# Massey Ferguson 85 issues



## Last Chance Ranch (Aug 27, 2017)

I've recently purchased a MF85 to help maintain pastures, mostly for brush hogging duties. The tractor looked good and was advertised as "work ready". The gauges were not operating properly, so I purchased a set of gauges for it and got them installed this evening. My biggest concern is the oil pressure, when at idle, the gauge barely come off of the needle stop, when the engine is reved, the oil pressure is still in the red zone. When I did the service on the tractor, I did not see any metal particles in the oil, So i don't think there is any damage, but I would like to see that needle in the green zone.

2. The tach cable was not hooked up, and I cant seem to find where it plugs into on the engine.

The engine is a continental HD277 Diesel


----------



## thepumpguysc (Jan 25, 2015)

I DONT KNOW PERSONALLY BUT A QUICK SEARCH ON GOOGEL SHOWED, A complete service tear down/rebuild manual for 38.00.. probably the best investment you can make.. good luck..


----------



## sixbales (May 18, 2011)

Howdy LCR, welcome to the tractor forum.

I would drain the oil out of the engine, drop the pan and check the pump and the relief valve on the pump (could have a broken spring on the relief valve). Also check for disconnected lube lines.


----------



## Last Chance Ranch (Aug 27, 2017)

thepumpguysc said:


> I DONT KNOW PERSONALLY BUT A QUICK SEARCH ON GOOGEL SHOWED, A complete service tear down/rebuild manual for 38.00.. probably the best investment you can make.. good luck..


Yeah, I bought the owners manual for it and I purchased the shop manual for it as well. I was very disappointed with both. The shop manual showed zero information on the wiring of the tractor, which would have been handy in replacing the gauges.


----------



## Last Chance Ranch (Aug 27, 2017)

sixbales said:


> Howdy LCR, welcome to the tractor forum.
> 
> I would drain the oil out of the engine, drop the pan and check the pump and the relief valve on the pump (could have a broken spring on the relief valve). Also check for disconnected lube lines.
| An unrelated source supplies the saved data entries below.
PR #334, opened 2021-04-12
Add networking stack from TinyUSB.

luigifcruz:
I'm not sure if this is a path the maintainers want to pursue. But I added a `tinyusb_net` target on CMakeLists to import the necessary headers and files to make it possible to use the Pico as a network device based on the RNDIS [example](https://github.com/hathach/tinyusb/tree/master/examples/device/net_lwip_webserver) from TinyUSB.

As of now, I use these patches to build my PiccoloSDR [project](https://github.com/luigifcruz/pico-stuff) without known problems.

### DIFF
--- a/src/rp2_common/tinyusb/CMakeLists.txt
+++ b/src/rp2_common/tinyusb/CMakeLists.txt
@@ -46,6 +46,7 @@ if (EXISTS ${PICO_TINYUSB_PATH}/${TINYUSB_TEST_PATH})
             ${PICO_TINYUSB_PATH}/src
             ${PICO_TINYUSB_PATH}/src/common
             ${PICO_TINYUSB_PATH}/hw
+            ${PICO_TINYUSB_PATH}/lib/networking
     )
 
     add_library(tinyusb_device_unmarked INTERFACE)
@@ -91,6 +92,13 @@ if (EXISTS ${PICO_TINYUSB_PATH}/${TINYUSB_TEST_PATH})
             ${PICO_TINYUSB_PATH}/src/class/hid/hid_host.c
             ${PICO_TINYUSB_PATH}/src/class/msc/msc_host.c
             ${PICO_TINYUSB_PATH}/src/class/vendor/vendor_host.c
+            )
+
+    add_library(tinyusb_net INTERFACE)
+    target_sources(tinyusb_host INTERFACE
+            ${PICO_TINYUSB_PATH}/lib/networking/dhserver.c
+            ${PICO_TINYUSB_PATH}/lib/networking/dnserver.c
+            ${PICO_TINYUSB_PATH}/lib/networking/rndis_reports.c
             )
 
     # Sometimes have to do host specific actions in mostly


kilograham (changes requested):
might be useful; not sure why some things are on tinyusb_common, and some on tinyusb_host and none on tinyusb_net!

luigifcruz:
Rebased to the latest branch. :)

kilograham (changes requested):

peterharperuk:
I've been playing around with the rndis stuff in tiny usb. I can't really see the point of running a dhcp server on the device. What would you use this for?

It would be nicer if dhcp could somehow obtain an address for the pico and use that as a network to get access to the internet. But I can't really get network sharing to work reliably. It looks like it sort of works on Windows if you're lucky. I'm not sure I can get it to work at all on Ubuntu.

Unless this is easy to use, I can't really see this being worth it?

luigifcruz:
I mean, this is not the easiest way to get data out of the Pico. But, unfortunately, it's the only way to do it with a decent speed without extra hardware. I can get a stable 5 Mbps running an `iperf3` server on the Pico using the TinyUSB interface. This enables projects like my [PiccoloSDR](https://hackaday.com/2021/03/16/the-raspberry-pi-pico-as-an-sdr-receiver/) that require large amounts of data to be transferred to the computer. I also can think about a few projects that would require the bandwidth offered by this stack. For example, digital signal analyzer using the PIO, digital oscilloscope, high-sampling rate sensors, etc.

Regarding compatibility, the current version of the PiccoloSDR, which uses this PR, works very well with Linux and macOS (including Apple Silicon). You plug it in, an IP is automatically assigned, and you can access it with zero configuration. I never tested this on Windows, but looks like [Microsoft added support](https://learn.microsoft.com/en-us/windows-hardware/drivers/usbcon/supported-usb-classes) to USB NCM on Windows 11. This theoretically solves support for Windows.

While developing PiccoloSDR, a major hurdle was patching the SDK to give me the right headers and binaries. The actual development of the network application was trivial. This PR comes at almost zero cost for those who don't use this feature while significantly facilitating the development process of network apps for those who need it.

kilograham:
i'm just confused by the PR in general; why are existing libraries being modified; can you just not add a new "tinyusb_net library"?

peterharperuk:
> can you just not add a new "tinyusb_net library"?

I guess you could, but tiny usb already seems to pile everything into tinyusb_device_base? What's more confusing is that this doesn't live in the pico-sdk anymore.

We're missing ${PICO_TINYUSB_PATH}/lib/networking/rndis_reports.c and the include folder ${PICO_TINYUSB_PATH}/lib/networking, which are easy enough to add to your own project.

I'm more interested in knowing if we can use this for real.

peterharperuk:
@luigifcruz Sorry, I missed your comment. So your use case is just to connect two computers and communicate with IP stacks. The IP address comes from the Pico - effectively a small private network.

mordae:
I am trying to build a subsampling receiver, learning as I go, and to my surprise the excellent demo from luigifcruz wouldn't work with stock SDK. :sweat_smile:

Now seriously, using UDP to stream data over USB is a decent idea and with DHCP server it works out-of-box. I believe that USB tethering on Android works like that as well. It saves you the hassle of configuring network interfaces manually or writing specific device drivers.

peterharperuk:
@luigifcruz @mordae Did you test by connecting to Windows or a Linux PC? I still don't seem to get an IP address when connecting to Linux.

Thank you for the warm welcome. I'm very apprehensive to tear into it that much, that seems like a pretty serious en devour.


----------



## sixbales (May 18, 2011)

LCR,

You cannot continue to run the engine without oil pressure or you will ruin it. Maybe your oil pressure sending unit or oil pressure gauge are defective?


----------



## Fedup (Feb 25, 2014)

I think before getting too carried away working on the engine, I would try a temporary gauge setup in place of your current unit. One with numbers not just colored ranges. Once you have actual numbers, that may tell a different story.


----------



## Last Chance Ranch (Aug 27, 2017)

sixbales said:


> LCR,
> 
> You cannot continue to run the engine without oil pressure or you will ruin it. Maybe your oil pressure sending unit or oil pressure gauge are defective?
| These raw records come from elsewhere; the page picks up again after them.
Issue #337, opened 2021-04-13
Arithmetic underflow in SPI read routines, leading to deadlock


michaelstoops:
I've identified an arithmetic underflow in the SPI read routines which seems to lead a deadlock, at least in my application.

The repeatability code is https://github.com/raspberrypi/pico-examples/pull/101, in the case that the SPI slave starts while the SPI master is in the middle of a transmission. The slave correctly transmits 8 bytes and then deadlocks.

The flaw is in https://github.com/raspberrypi/pico-sdk/blob/fc10a97c386f65c1a44c68684fe52a56aaf50df0/src/rp2_common/hardware_spi/spi.c#L79 and similar lines below. In the error condition, `tx_remaining` is 248 while `rx_remaining` is 247. The operation underflows and gives a result of `0xFF FF FF FF FF FF FF FF`.

I'm not 100% clear on what happens next, and it probably depends on the timing of signals coming in anyway. Either way, I think the arithmetic underflow is not intended.

kilograham:
presumably you mean _hang_ not _deadlock_

michaelstoops:
> presumably you mean _hang_ not _deadlock_

Fair. :)

michaelstoops:
Submitted proposed fix at https://github.com/raspberrypi/pico-sdk/pull/338.

Wren6991:
I have merged #338, since the unsigned wrapping in the comparison was not intentional!

AFAIK it is an invariant for master mode that `rx_remaining >= tx_remaining` at any point in time, and it seems like slave mode breaks this invariant in some or all cases.

> in the case that the SPI slave starts while the SPI master is in the middle of a transmission.

Could you expand on that please? Is the timing of the start of the slave transfer vs the start of the master transfer significant?

michaelstoops:
Yes. Are you able to read Salae Logic data files?

michaelstoops:
> Yes. Are you able to read Saleae Logic data files?

I guess you can download the application here, whether or not you have a Saleae device. https://www.saleae.com/downloads/

kilograham:
i don't have enough context, but it would seem sensible that a slave might receive before transmitting? However whatever the outcome in that case, I worry about an off by one error on the other end of things (i.e. buffer being full)

michaelstoops:
Here is the happy path. Slave starts first and waits for clock pulses from the master.
[...]

PR #338, opened 2021-04-13
Fixing arithmetic underflow https://github.com/raspberrypi/pico-sdk/i…

michaelstoops:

It's a mechanical pressure gauge, it has a copper tube of oil that runs from the engine to the gauge. The line is wet with oil, so it is getting some oil. The gauge is brand new and it does show some pressure, so the gauge is working it seems. It's just that the gauge is only showing the bare minimum of oil pressure.


----------



## Last Chance Ranch (Aug 27, 2017)

Fedup said:


> I think before getting too carried away working on the engine, I would try a temporary gauge setup in place of your current unit. One with numbers not just colored ranges. Once you have actual numbers, that may tell a different story.


That's a pretty decent idea, make sure it's a an engine issue and remove all doubt that its the current gauge set up.


----------



## Last Chance Ranch (Aug 27, 2017)

Last Chance Ranch said:


> That's a pretty decent idea, make sure it's a an engine issue and remove all doubt that its the current gauge set up.
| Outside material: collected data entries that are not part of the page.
PR #343, opened 2021-04-16
Updated existing Pimoroni board headers to match latest style, and added a new board

ZodiusInfuser:


src/boards/include/boards/pimoroni_picolipo_16mb.h
```diff
@@ -0,0 +1,96 @@
...
+ *
+ * SPDX-License-Identifier: BSD-3-Clause
+ */
+
+// -----------------------------------------------------
+// NOTE: THIS HEADER IS ALSO INCLUDED BY ASSEMBLER SO
+//       SHOULD ONLY CONSIST OF PREPROCESSOR DIRECTIVES
+// -----------------------------------------------------
+
+#ifndef _BOARDS_PIMORONI_PICOLIPO_4MB_H
```
lurch, line 12: Says `4MB` here, but `16mb` in the filename?

src/boards/include/boards/pimoroni_picolipo_16mb.h
```diff
@@ -0,0 +1,96 @@
...
+// For board detection
+#define PIMORONI_PICOLIPO_4MB
+
+// --- BOARD SPECIFIC ---
+#ifndef PICOLIPO_USER_SW_PIN
+#define PICOLIPO_USER_SW_PIN 23
+#endif
+
+#ifndef PICOLIPO_VBUS_DETECT_PIN
+#define PICOLIPO_VBUS_DETECT 24
```
lurch, line 24: Missing '_PIN` ?

src/boards/include/boards/pimoroni_picolipo_4mb.h
```diff
@@ -0,0 +1,96 @@
...
+// For board detection
+#define PIMORONI_PICOLIPO_4MB
+
+// --- BOARD SPECIFIC ---
+#ifndef PICOLIPO_USER_SW_PIN
+#define PICOLIPO_USER_SW_PIN 23
+#endif
+
+#ifndef PICOLIPO_VBUS_DETECT_PIN
+#define PICOLIPO_VBUS_DETECT 24
```
lurch, line 24: `_PIN` again

src/boards/include/boards/pimoroni_picosystem.h
```diff
@@ -115,15 +117,39 @@
...
+//no PICO_DEFAULT_I2C
+//no PICO_DEFAULT_I2C_SDA_PIN
+//no PICO_DEFAULT_I2C_SCL_PIN
+
+// --- SPI ---
+#ifndef PICO_DEFAULT_SPI
+#define PICO_DEFAULT_SPI 0
+#endif
+#ifndef PICO_DEFAULT_SPI_SCK_PIN
+#define PICO_DEFAULT_SPI_SCK_PIN PICOSYSTEM_LCD_SCLK_PIN
```
lurch, line 141: Does it make sense to define these as `PICO_DEFAULT_SPI_SCK_PIN` if they're hardwired to the LCD?

src/boards/include/boards/pimoroni_picolipo_16mb.h
ZodiusInfuser: Thanks for spotting this! Fixed.

src/boards/include/boards/pimoroni_picolipo_16mb.h
ZodiusInfuser: Thanks. Fixed

src/boards/include/boards/pimoroni_picolipo_4mb.h
ZodiusInfuser: Thanks. Fixed

src/boards/include/boards/pimoroni_picosystem.h
ZodiusInfuser: You are right. In this case the SPI is not exposed onto any headers, so the specific LCD defines should be used. I have added a `PICOSYSTEM_LCD_SPI` define in place of `PICO_DEFAULT_SPI`

ZodiusInfuser:
Thanks for the review @lurch. I have corrected the issues you identified.

lurch:
Can you rebase this against the `develop` branch please?

lurch:
Given the large overlap between `pimoroni_picolipo_4mb.h` and `pimoroni_picolipo_16mb.h`, I wonder if it might be worth factoring the common parts out into e.g. a `pimoroni_picolipo_generic.h` file, and then `pimoroni_picolipo_16mb.h` could define the flash-size and just include `pimoroni_picolipo_generic.h` ? :shrug:

ZodiusInfuser:
> Can you rebase this against the `develop` branch please?
Okay. Done.

> Given the large overlap between `pimoroni_picolipo_4mb.h` and `pimoroni_picolipo_16mb.h`, I wonder if it might be worth factoring the common parts out into e.g. a `pimoroni_picolipo_generic.h` file, and then `pimoroni_picolipo_16mb.h` could define the flash-size and just include `pimoroni_picolipo_generic.h` ? 🤷

I thought about that, but that gives people the ability to enter that generic header as a board option. Don't know if that's a problem. Tested my end and it compiles pico-examples, which is odd, as I thought it would fall over with no flash size defined, unless a default gets defined somewhere later?

ZodiusInfuser:
A hacky way around it would be to put the generic/common header into a sub directory of boards, then this fails (as we want):

`cmake -D"PICO_BOARD=pimoroni_picolipo_common" ..`

but the common can still be selected like this:

`cmake -D"PICO_BOARD=common/pimoroni_picolipo_common" ..`

Not a great solution though. Perhaps you have a better idea?

lurch:
A similarly hacky solution might be to put something like:
```
#if !defined(PIMORONI_PICOLIPO_4MB) && !defined(PIMORONI_PICOLIPO_16MB)
#error Please include pimoroni_picolipo_4mb.h or pimoroni_picolipo_16mb.h rather than directly including pimoroni_picolipo_generic.h
#endif 
```
into `pimoroni_picolipo_generic.h` ? :shrug: 

Or @kilograham might have a better suggestion.

ZodiusInfuser:
That's a decent idea, but will wait for graham before committing the change.

By the way, would you prefer _generic or _common for such header names? The latter seems more appropriate to me. And yes or no to putting it into a subfolder like I showed?

lurch:
Those are Graham-questions :wink:

kilograham (approved):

Well I went out and purchased another gauge and hooked it up, with it's own fittings and it's own hose, same thing, engine shows 2-3 psi at idle and less than ten when at operating speeds.


----------



## VT_IH250 (Apr 10, 2017)

dropping the oil pan is not that big of a deal and you might get lucky that the pick up tube is loose in the pump. That's definitely not enough pressure and you're sure to wipe a bearing if you keep running it like that, especially under any load. Better to do a little work now than have to rebuild the whole engine not far down the road. 

Sent from my SM-G930T using Tractor Forum mobile app


----------



## BigT (Sep 15, 2014)

I agree, dropping the pan is not a big deal......and you cannot keep running with virtually no oil pressure.


----------



## Last Chance Ranch (Aug 27, 2017)

BigT said:


> I agree, dropping the pan is not a big deal......and you cannot keep running with virtually no oil pressure.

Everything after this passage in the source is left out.